Indications and Usage:
KOMZIFTI is a menin inhibitor indicated for the treatment of adult patients with relapsed or refractory acute myeloid leukemia (AML) with a susceptible nucleophosmin 1 (NPM1) mutation who have no satisfactory alternative treatment options.
Dosage and Administration:
- Select patients for treatment with KOMZIFTI based on the presence of an NPM1 mutation.
- Recommended dosage: 600 mg orally once daily until disease progression or unacceptable toxicity. For patients without confirmed disease progression or unacceptable toxicity, treat for a minimum of 6 months to allow time for a clinical response.
- See Full Prescribing Information for administration instructions and dosage modifications.
Dosage Forms and Strengths:
Capsules: 200 mg
Contraindications:
None.
Warnings and Precautions:
QTc Interval Prolongation: Monitor electrocardiograms and electrolytes. Correct hypokalemia and hypomagnesemia prior to treatment. Interrupt KOMZIFTI if the QTc interval is > 500 ms.
Embryo-Fetal Toxicity: Can cause fetal harm. Advise patients of reproductive potential of the potential risk to a fetus and to use effective contraception.
Adverse Reactions:
The most common adverse reactions (≥20%) are infection without an identified pathogen, hemorrhage, diarrhea, nausea, fatigue, edema, bacterial infection, musculoskeletal pain, differentiation syndrome, pruritus, febrile neutropenia, and transaminases increased.

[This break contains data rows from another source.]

PR #84, opened 2021-01-29
Improve event system

Seb-stian:
- plugins can use methods that return `void` and `ValueTask` for minecraft events
- some implementation has been moved from the API
- added XML docs for some types in API.Events

I encountered some problems while writing `AsyncEvent`, so some of the code can be scuffed. Some methods could probably be simplified/removed?


Naamloos:
LGTM, might wanna update docs

Naamloos:
based that a PR made in january still has no conflicts

PR #6, opened 2015-05-05
Debian Importer

barnabycourt:


common/pulp_deb/common/constants.py
```diff
@@ -25,6 +25,7 @@
 DISTRIBUTOR_CONFIG_VALUE_PUBLISH_DIRECTORY = '/var/lib/pulp/published/deb'
 DISTRIBUTOR_CONFIG_FILE_PATH = 'server/plugins.conf.d/deb_distributor.json'
 
+UNIT_KEY_FIELDS = ["name", "version", "architecture", "filename"]
```
rbarlow: I noticed that you excluded the filename from unit key fields elsewhere - might want to drop that here as well. Also, it would be ideal to follow DRY and read this from the unit definition file instead of duplicating the information here as well.

rbarlow:
Unfortunately, I seem to have put all of my comments on a commit rather than on the pull request itself. Silly me. Most of my comments are here:

https://github.com/barnabycourt/pulp_deb/commit/7076e7e3482b655752c98e2f22f765f70060e55c

Watch out for the unit key comment, and for the potential issue with urljoin. Once you address those, LGTM.

PR #10, opened 2015-05-18
Add test requirements.

rbarlow:
Also, configure pulp-dev.py to install the packages.


rbarlow:
This one fails because python-debian is not being installed in our Jenkins environment.

beav:
LGTM

PR #15, opened 2015-12-03
Convert shebang to python2

ipanova:


seandst:
ok test

seandst:
woops, the failed was in travis, which appears to have an overzealous linting config

PR #16, opened 2016-02-23
 Block attempts to load server.conf when running tests

seandst:
https://pulp.plan.io/issues/413
re #413


rbarlow:
The test failures seem to be Jenkies installation problems and not problems introduced by this change.

PR #21, opened 2017-05-29
Add option to specify distribution suite

mdellweg:


mibanescu:
Thank you! Could you look into adding some tests? For the glaring bugs I don't mind adding tests and asking to re-submit, but for features I think I need help in that area.

Also, it doesn't look like the distributor will publish with the original suite, so I am a bit hesitant and would like to understand better if that's what you intended.

mdellweg:
I'm happy to add some tests. I will do the work on #23, which contains this as a first commit anyway.

PR #23, opened 2017-05-30
[WIP] Feature/select comparch

mdellweg:
This Patch adds the possibility to select several architectures and components from a debian repository.
All selected combinations will be synced and published.
When publishing, the architectures will be separate, but the components will be merged for now.


mibanescu:
Same comment as for #21 - I could use some help with tests, and I am concerned debpkgr is not smart enough to separate arches correctly at publish time.

mdellweg:
I'll try to give some pointers:
- Yes, the suite used to download is not used to publish again. By now, it will always be published as 'stable', which is not nice. I would suggest to just copy the name unless a corresponding parameter ('publish_suite' or similar) overwrites it. Maybe, this parameter accepts a list of names, so you can access the 'Release.gz' by either codename or suite (testing / stretch).
- For the components it is rather similar. I could think of a parameter stating, that all components should be merged (as it is now), otherwise they are mirrored.
- Concerning the architectures, debpkgr does not need to be smart there, as the patch already sorts by arch and merges the 'all'-packages to every other architecture.

mibanescu:
To set expectations properly:

We are in the process of trying to get pulp_deb released as part of pulp 2.14. I am also in the process of taking a couple of weeks of vacation, and that limits my ability to review your patches.

It would be great if you can join the pulp-dev mailing list (if you are on it already, you may have seen my email requesting it).

So I will need to decide whether we should pull these patches in before the freeze. I really wish I could get to review these today - it is so awesome to have help.

mdellweg:
I have subscribed now.
At the moment, my goal in this PR is to be able to do a sync of some debian archive including several releases by codename (properly linked by the corresponding suite), that can share common packages.
It will be configurable to include only a subset of components and architectures.
I will do my best to keep up on the tests (at the very least, keep the current ones passing).
Help and comments are appreciated.

mibanescu:
https://pulp.plan.io/issues/2764 lists my thoughts (or lack thereof) around this problem. I am not sure you saw it.

Essentially, I believe the sync codepath needs to save the original component of the unit, so that the distributor can do the right thing when it publishes the unit. I am not sure if that should be done as:
* additional metadata on the unit itself - it feels dirty, because you may have the same package in two different pulp repos (synced from two completely different upstream apt repos)
* an extra unit type the sync code will populate, that the distributor knows to look for
* additional configuration in the importer, that the syncer would populate. This seems like a strange side-effect and would prevent one from importing a deb unit in a different component than the default one, unless they go and edit the importer config, and that seems counter-intuitive to me.

So, high-level, if you are syncing comp1 and comp2, and: 
* deb package foo is both in comp1 and comp2, you'd have a dictionary-like unit that says "foo belongs to comp1 and comp2".
* deb package bar exists only in comp1, the dictionary-like unit would only say "bar belongs to comp1"

Adding extra unit types was not on my priority list :-) so I only created the ticket in the issue tracker.

mdellweg:
I'm just scratching the surface, but if you think an extra unit-type used like a join table model is the right way, then why hesitate. I just thought, a unit was always associated with a file to be published eventually.
I will look into it.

The most common laboratory abnormalities (≥10%) are aspartate aminotransferase increased, potassium decreased, albumin decreased, alanine aminotransferase increased, sodium decreased, creatinine increased, alkaline phosphatase increased, bilirubin increased, potassium increased.
Drug Interactions:
Strong or Moderate CYP3A4 Inhibitors: Monitor more frequently for adverse reactions.

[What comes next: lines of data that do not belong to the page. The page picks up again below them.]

PR #24, opened 2017-06-19
Feature/sync release structure

mdellweg:
This branch is a rewrite from ATIX-AG:feature/select_comparch (https://github.com/pulp/pulp_deb/pull/23).
It follows the ideas by @mibanescu laid out in the discussion there and https://pulp.plan.io/issues/2764.
Sync options have been added to specify the releases to be synchronized and to filter packages by the components and architectures.


mibanescu:
Thank you for the PRs. I was on vacation till July 13th and couldn't look at the patches, and the first weeks back were too busy. I will try to read them this week, and will post back comments. It was not my intention to incorporate your work in what will get released with pulp 2.14, since they were riskier. I apologize for the lack of communication on my part.

mdellweg:
Looking forward to hearing from you.

plugins/pulp_deb/plugins/distributors/distributor.py
```diff
@@ -228,46 +233,95 @@ def _get_total(self):
...
-                                repo_name=self.get_repo().id,
-                                metadata=repometa,
-                                gpg_sign_options=sign_options)
-
-        arepo.create(filenames,
-                     component=self.Component,
-                     architecture=arch,
-                     with_symlinks=True)
+
+        for release_unit in self.parent.publish_releases.units:
```
mibanescu: I think we may have a backwards-incompatible problem here.

If I created a repo with a previous version of the plugin, there will be no release and component units present. Then self.parent.publish_components.units will be empty (and so will be self.parent.publish_releases.units). So the publish won't do anything.

I can see two possible solutions (although there may be more):
* Add a migration script that creates the missing release and component units
* When self.parent.publish_{components,releases}.units are empty, create a non-persisted placeholder unit that matches the old repos.

I would favor the latter. I imagine, for the simple deb repos that we were producing prior to this patch, there would be no need to specify a component-to-package relationship. I may have to revisit this comment once I read some more.

plugins/pulp_deb/plugins/distributors/distributor.py
```diff
@@ -228,46 +233,95 @@ def _get_total(self):
...
+            codename = release_unit.codename
+            rel_components = [comp for comp in comp_units
+                              if comp.id in release_unit.components]
+            architectures = set()
+
+            comp_arch_units = {}
+            for component_unit in rel_components:
+                # group units by architecture (all, amd64, armeb, ...)
+                arch_units = defaultdict(list)
+                for unit in [unit for unit in units if unit.id in component_unit.packages]:
```
mibanescu: This codepath will work fine if your major source of units is via repo syncing.
However, if you are uploading your own few packages into a repo with only one release and one component, I think maintaining a component-to-package list is cumbersome. I would like to suggest a "default component" where all packages not matching an existing component would go. The default component would have a null list of package names, and would be the placeholder in case no component units are present, that I mentioned above.

In other words, there are several usecases that I think should be treated somewhat independently (and optimized independently):

* create your own repo, populate it with a few packages. This is what we currently have, and is single-release single-component.
* sync a simple repo (you created yourself like in the previous use case, or single-release "stable", single-component "main"). There would be no need to create release and component units in this case. One can continue to upload the repo if they so choose.
* sync a complex repo (more than one release, or component, or with different names than the defaults mentioned above). Release and component units will need to be created in order to publish the repo correctly. Uploading your own units will mean either that there is a component with the name in its package list, or you'd also have to upload a new component in order to include the new package. The next sync will most likely blow away the component definition, so I don't like where this is going.

I would love to hear your opinion on this. I don't have the answers. I would like to keep the simple cases simple (the first two above), and clearly define what is supported and what is not for case number 3. Maybe we define complex syncing as a "full mirror" operation (i.e. you may not upload your own package since the next sync will overwrite that). There was a similar concept in pulp's parent/child node which is being deprecated - you could define a repo relationship as mirror or additive.

mdellweg: Thanks for sharing your opinion. You are right, syncing full existing repositories was my first goal here.
If i understand your concerns right, we can solve the problem by introducing a virtual `default` (and maybe an `all`) component, to include all otherwise non-published (respectively all) packages, being the non-persistent layer you mentioned. That way we should always have your "simple scenario" alongside the complex full release structure.
The "full mirror" sounds like the `--remove-missing` option (which honestly is not yet implemented).
I will continue by experimentation with the virtual components.

mdellweg:
I started with the easy task. I added a `default` release with component `all` to contain just every package of the repo. What do you think about the names? Despite being incompatible to prior versions, i dislike calling it stable/main (which would anyway be occupated most of the time).

plugins/pulp_deb/plugins/distributors/distributor.py
```diff
@@ -228,46 +233,123 @@ def _get_total(self):
...
+
+            for component in comp_arch_units:
+                for architecture, ca_units in comp_arch_units[component].iteritems():
+                    filenames = [unit.storage_path for unit in ca_units]
+                    arepo.create(filenames,
+                                 component=component,
+                                 architecture=architecture,
+                                 with_symlinks=True)
+
+        # create a special release with one component to include all packets
```
mibanescu: Don't you have to do the "default" component only if no other components are present? I think that's what confuses me about the patch.

plugins/pulp_deb/plugins/distributors/distributor.py
```diff
@@ -228,46 +233,123 @@ def _get_total(self):
...
+            arch_units[unit.architecture].append(unit)
+        # architecture 'all' is special; append it to all other architectures
+        all_units = arch_units.pop('all', [])
+        for arch in arch_units:
+            arch_units[arch].extend(all_units)
+            architectures.add(arch)
+
+        repo_meta = aptrepo.AptRepoMeta(
+            codename='default',
+            components=['all'],
```
mibanescu: In an effort to not have to write a data migration, I'd have to insist on keeping the existing naming convention (stable/main) even though I didn't come up with it.

plugins/pulp_deb/plugins/distributors/distributor.py
mdellweg: That would be the beauty of it. It does not hurt to be there.
However, if it must really be `stable/main` (see below) it is more complicated.

plugins/pulp_deb/plugins/distributors/distributor.py
mdellweg: Do you mean something like that?

mdellweg:
@mibanescu Any progress on this?

plugins/pulp_deb/plugins/distributors/distributor.py
mibanescu: Apologies, daily job gets in the way. I will look at it today/tomorrow.

plugins/pulp_deb/plugins/distributors/distributor.py
mibanescu: I believe this is really the part I am having problems understanding.

If you don't have any releases (and any components), then I would totally expect the existing behavior.
If you do have releases, I would NOT expect an additional "default" release to be present, unless that's expected for Debian repositories (I imagine not, but I am very inexperienced).

That's why I was asking why not return if len(release_units) == 0 (below)

In my previous comment I said "component" when I should have said "release" - I apologize.

As I am reading the code and running the tests, I experimented with that idea. Unfortunately, the tests continued to pass, which means we're missing some coverage for this case.

Please consider my questions while I get myself familiar with the code (again :-)

mdellweg: Well it would not be 'expected'. And i am happy to change that.
On the other hand, while discussing this here, i thought it might be beneficial to always have all content available in a consistent (across repos) location (hence: default/all), while this does not affect the already available locations.
What would you think about doing the stable/main thing if there is nothing, and having the default/all combination completely apart from that depending on a boolean configuration option.

As for the tests, i think it would be better to design them once we know, where the answer to this is going.

mibanescu: Putting my "backwards compatible hat" on (if there is such a thing).
The first thing that I had to implement was ability to publish my own content and ability to sync content published by me.
If an "old" pulp server tried to sync content from a "new" pulp server (i.e. prior to your changes vs. with your changes), I would expect the above to still hold true, at least for a while.
If we had an additional default/all release, it would break this behavior, because the old pulp server would be confused by the extra release.
So, it *seems* like the safe thing to do is: if you find value in it, do continue to have a default/all, with a boolean config option, and be off by default.
Agreed on the tests, I happened to notice because I was trying to understand the code and I was playing with the tests at the same time.

mdellweg: updated

mdellweg: @mibanescu Is your "backwards compatible hat" turning green, or is it still dark red?

mibanescu: :+1: much better! I have a stylistic comment, if there is nothing after an if statement I prefer to reverse the check and return early, to avoid an extra level of indentation. I will put a comment there.

plugins/pulp_deb/plugins/distributors/distributor.py
```diff
@@ -322,42 +322,48 @@ def process_main(self, item=None):
...
-                         with_symlinks=True)
+            generic_release_names.append(('stable', 'main'))
+
+        # create a special release with one component to include all packets
+        # group units by architecture (all, amd64, armeb, ...)
+        if self.get_config().get(constants.PUBLISH_DEFAULT_RELEASE_KEYWORD, False):
+            generic_release_names.append(('default', 'all'))
+
+        # only do this, iff necessary
+        if len(generic_release_names) > 0:
```
mibanescu: I personally would do:
if not generic_release_names:
    return
... everything else, one level of indentation less

mdellweg: Actually, i like it better without the shortcut, because if some time in the future, someone thinks, there needs to be one last thing we do in this routine, he might overlook this if-statement. I'm sure he will notice the indentation.
Also the block is intentionally meant to be conditional, so why try to hide it?

mdellweg:
@mibanescu now with tests...

jlsherrill:
@mibanescu any thoughts on when we might be able to get this in?

mibanescu:
Let me try to get to it this week. I was't sure if you're done with unit tests, and I would like to have some time to test the functionality we (my employer) are using; however, since we are unlikely to move to it any time soon (since we are in a lock-down period), I wouldn't want to block other people from using the plugin either. This open-source thing is hard to balance :-)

Strong or Moderate CYP3A4 Inducers: Avoid concomitant use.
Proton Pump Inhibitors: Avoid concomitant use.
H2 Receptor Antagonists and Antacids: Avoid concomitant use. If concomitant use cannot be avoided, modify KOMZIFTI administration time.
Drugs that Prolong the QTc Interval: Avoid concomitant use. If concomitant use is unavoidable, monitor patients more frequently for QTc interval prolongations.
Use in Specific Populations:
Lactation: Advise not to breastfeed.
Adapted From:
https://kuraoncology.com/wp-content/uploads/prescribinginformation.pdf
Every health-care provider should make their own determination regarding specific safe and appropriate patient care practices, including drug dosages and indications. The provider should always consult the most recent prescribing/product information. FDA Focus information is not guaranteed to be accurate, complete, or current. JADPRO and its editors, authors, reviewers, and commentators cannot be held responsible for any liability incurred as a consequence of the application of any of the information listed within.